– Послушай-ка, Станислав, я не могу понять, – сказал я. – Я видел на своем веку немало всяких измывательств, но до сих пор мне еще ни разу не приходилось слышать, чтобы угольщики работали в чужую вахту.
– Знаю. Я тоже не из пеленок. В других местах золу выгребает кочегар. Но здесь кочегару одному не справиться, и если угольщик не поможет ему, он может спустить пары до ста двадцати и наша коробке станет и будет стоять как вкопанная. На других судах, даже если это гробы, вахта имеет двух кочегаров или, по крайней мере, полтора. Но я думаю, ты уже догадался, куда мы попали, дружище. Да, трудно сначала. Но ничего, научишься. Устраивайся лучше потеплее и выбери себе на всякий случай шлюпку. Повар здесь – старожил. Он тебе кое-что расскажет, если ты с ним подружишься. У этой собаки два спасательных пояса на койке.
– Разве у вас нет поясов? – удивленно спросил я.
– Даже круга нет ни одного. Четыре декоративных круга с бронзой. Но употреблять их не советую. Чем совать в них голову, лучше уж взять жернов. С жерновом у тебя будет хоть какая-нибудь надежда, а с этой дрянью – верная смерть.
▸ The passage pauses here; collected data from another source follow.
PR #585, opened 2021-03-25
Bump activity & fragment versions

Goooler:
- Bump versions for solving build failed with this PR [Bump fragment-ktx from 1.3.0 to 1.3.1](https://github.com/ChuckerTeam/chucker/pull/577)

### DIFF
--- a/build.gradle
+++ b/build.gradle
@@ -5,12 +5,12 @@ buildscript {
         coroutineVersion = '1.4.2'
 
         // Google libraries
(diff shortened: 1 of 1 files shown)


vbuberen (approved):
Thanks for your PR. Looks good to me.

For future please note that we have Dependabot enabled, so we would get these updates anyway. Manual bump is also fine, but if it is not for some feature/another contribution, there is no need in so urgent updates of dependencies.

– Как же эти собаки допускают такое безобразие? Ведь на каждой койке должен быть пояс. Я так привык к этому, что даже не посмотрел.
Станислав рассмеялся и сказал:
– Ты еще не плавал на такой бадье. «Иорикка» – мой четвертый корабль смерти. Таких, как она, надо поискать.
– Ге-го, Лавский! – крикнул кочегар из трюма. – Что же вы сегодня не носите золы? Что там у вас за ярмарка?
– Мы будем сейчас носить. Но надо же мне подучить новичка. Ведь он еще не знаком с лебедкой.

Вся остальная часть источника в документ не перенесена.